An Arabidopsis mutant deficient in phosphatidylinositol-4-phosphate kinases ss1 and ss2 displays altered auxin-related responses in roots

Phosphatidylinositol 4-kinases (PI4Ks) are the first enzymes that commit phosphatidylinositol into the phosphoinositide pathway. Here, we show that Arabidopsis thaliana seedlings deficient in PI4K beta 1 and beta 2 have several developmental defects including shorter roots and unfinished cytokinesis. The pi4k beta 1 beta 2 double mutant was insensitive to exogenous auxin concerning inhibition of root length and cell elongation; it also responded more slowly to gravistimulation. The pi4kss1ss2 root transcriptome displayed some similarities to a wild type plant response to auxin. Yet, not all the genes displayed such a constitutive auxin-like response. Besides, most assessed genes did not respond to exogenous auxin. This is consistent with data with the transcriptional reporter DR5-GUS. The content of bioactive auxin in the pi4kss1ss2 roots was similar to that in wild-type ones. Yet, an enhanced auxin-conjugating activity was detected and the auxin level reporter DII-VENUS did not respond to exogenous auxin in pi4kss1ss2 mutant.
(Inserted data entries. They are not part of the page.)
PR #1063, opened 2026-09-14
fix(fleet): cards age on a host-published clock tick

stevengonsalvez:
Closes #1054. Refs #1058: fixed on `v2` by #1038; this PR adds only its regression test (see the re-scope comment).

## #1054: card age renders `?`

**Cause.** The pane's `now_ms` was only ever set by `FleetEvent::Tick`, and no production code sent one.

**Fix (orchestrator decision: the tick source lives in the host task).**
- **Host task.** `AgentStatusHost`, the section 20 owner, publishes `AgentStatusClock { clock_ms }` on a new small topic `fleet.agent_status.clock`. It publishes right after every envelope and then once a second, but only while section 20 holds cards (`encode_clock`).
- **Plugin.** The hangar plugin subscribes to that topic (event_bus grant, `[subscribes]`, marked `latest_state`) and folds each tick into the pane with `FleetPaneState::set_clock_ms`. Each publish also marks the plugin for a repaint, so an idle card's age advances with no key press and no daemon event.
- **Why a separate topic.** A once-a-second tick never re-encodes every row of the envelope.
- **Why `set_clock_ms`, not `FleetEvent::Tick`.** `Tick` also drives the chat surface's poll timer, which production never ticked.
- **Clock source.** `card_clock_ms` is the host's estimate of the daemon's clock. Every daemon today is on this machine (`host_id = local`), so today that is the local clock. When #1036 (lane K) lands `RosterStatusResult.read_at_ms` and `StatusView::daemon_now_ms`, the function body becomes `view.daemon_now_ms(local_now_ms)`, one line, and a skewed paired host then ages correctly.
- **Gate.** `status_one_truth.rs` no longer ticks the panel by hand. Its panel takes its clock from the host's encoded tick, the production seam, so the gate can no longer pass on a clock that production never sets.

## #1058: stopped daemon shows only the offline banner

- **Main half.** Already fixed on v2 by #1038: the host task publishes the frozen rows as `unreachable` and the plugin renders the story. Locked here by `a_stopped_daemon_renders_the_unreachable_story_beside_the_offline_banner`, which composes the real frame and asserts the offline banner, `states unverifiable`, `host local unreachable since 5s: daemon not reachable`, and the frozen card still ageing.
- **"Also seen" half (still offline a few seconds after the daemon came back).** Measured with a real TUI, by design:
  - 12 s outage: `online` again 3 s after `hangar daemon setup`.
[...]

PR #1064, opened 2026-09-14
test(plugin-runtime): drive the idle-reap tests explicitly, not on the 5 s tick

stevengonsalvez:
Fixes the red `Test (macos-latest)` on `v2` at the #1053 merge (`ddc3f365d`, run 34903814069).

## What failed

```text
panicked at crates/ainb-plugin-runtime/tests/fixture_e2e.rs:679:9:
both plugins start
```

**Cause.** `a_latest_state_subscriber_is_reaped_when_idle_and_a_stream_subscriber_is_not` configured a 200 ms idle window and then required BOTH plugins to be `Running` at the same instant. The background idle tick (every 5 s, first tick immediate) may reap the latest-state plugin before the second plugin has spawned. On a slow macOS runner it did, and the loop never saw both running. `a_shown_plugin_past_its_idle_window_is_not_reaped_and_a_hidden_one_is` had the same shape, and the in-flight reap test waited on the tick too.

## Fix: deterministic, no wall-clock margin

- **`Command::ReapIfIdle` / `RuntimeHandle::reap_if_idle`** (`#[doc(hidden)]` test aid, like `inject_kill`): runs the plugin task's real idle-reap decision now, as if the idle window had passed, and replies whether it reaped. The check does not count as use, so it cannot reset `last_used`. `maybe_idle_reap` and the aid share one `idle_reap(window_elapsed)` path.
- **The three reap tests** use a one-hour idle window, so the background tick can never interfere. They start each plugin on its own, with a 30 s hang guard (not a margin), then drive the decision:
  - latest-state reaped / stream kept
  - shown kept / hidden reaped
  - a reap answers the in-flight request with `plugin reaped`, the check queued behind the dispatch on the same inbox

**Three files, not one.** Driving the tick explicitly needs the runtime to expose it: `plugin_task.rs` (command + shared decision), `handle.rs` (the aid), `fixture_e2e.rs` (tests). Each is its own commit.

## Gates

- `cargo test -p ainb-plugin-runtime`: all 7 targets green.
- The three reap tests: 10 consecutive runs at `--test-threads 8`, all green.
- fmt clean. Clippy in the touched files reports only `too_many_lines` on `handle_command`, which is already over the limit on `v2` (the new arm adds 8 lines); nothing new otherwise.


stevengonsalvez:
CI on `9df80ddad` is green: 24 checks pass, 2 are skipped, none failed. That includes `Test (macos-latest)`, which was red on `v2` at `ddc3f365d`. Ready for re-sign and merge ahead of #1063.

The mutant exhibited altered subcellular trafficking behavior including the trapping of PIN-FORMED 2 protein in rapidly moving vesicles. Bigger and less fragmented vacuoles were observed in pi4kss1ss2 roots when compared to the wild type. Furthermore, the actin filament web of the pi4kss1ss2 double mutant was less dense than in wild-type seedling roots, and less prone to rebuilding after treatment with latrunculin B. A mechanistic model is proposed in which an altered PI4K activity leads to actin filament disorganization, changes in vesicle trafficking, and altered auxin homeostasis and response resulting in a pleiotropic root phenotypes.

Automated summary

This study reveals that Arabidopsis thaliana seedlings deficient in PI4K beta 1 and beta 2 exhibit several developmental defects, including shorter roots and unfinished cytokinesis. The double mutant shows reduced sensitivity to exogenous auxin and gravistimulation. The root transcriptome of the mutant displays some similarities to the wild type response to auxin, but not all genes show constitutive auxin-like response. Enhanced auxin-conjugating activity and altered subcellular trafficking behavior are observed in the mutant, leading to changes in auxin homeostasis and response and resulting in pleiotropic root phenotypes.